>>>
PR #2140, opened 2026-09-10
Add immediate external skill sync through the daemon

### LINKED ISSUE #2133: Run the existing external skill sync job from the CLI

Aaronontheweb:
Operators can run `netclaw skill sync` to start the daemon's external source job immediately. The command does not save configuration.

An Akka actor controls startup, the timer, pass admission, shared callers, and shutdown cancellation. The pass runner keeps no lifecycle state or locks.

Concurrent requests receive the same pass result. Ctrl+C ends only the caller wait.

The authenticated endpoint returns source counts, native sidecar status, and the final inventory result. Partial failures produce exit code 1.

Pass IDs connect CLI results with daemon logs. The actor refactor removes 318 net lines from its prior form.

The complete PR has 27 files, 1,983 additions, and 132 deletions.

Validation:

- All 1,092 daemon tests pass on Linux. One Windows junction test has a platform skip.
- All 1,469 CLI tests pass.
- All 57 focused skill sync and command tests pass.
- Actor tests prove startup, shared requests, caller cancellation, and shutdown cancellation.
- `./scripts/smoke/run-smoke.sh skill-sync` passes all eight checks.
- The native scenario verifies exact A to B bytes, the live registry, unchanged configuration, and one pass ID.
- The file header check passes.
- The format check passes for every changed C# file.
<<<
Activity | Within the listing above, give again exactly every line from the line with "- All 57 focused" through the line with "all eight checks.", both included, and no other line.

Answer for this exercise |
- All 57 focused skill sync and command tests pass.
- Actor tests prove startup, shared requests, caller cancellation, and shutdown cancellation.
- `./scripts/smoke/run-smoke.sh skill-sync` passes all eight checks.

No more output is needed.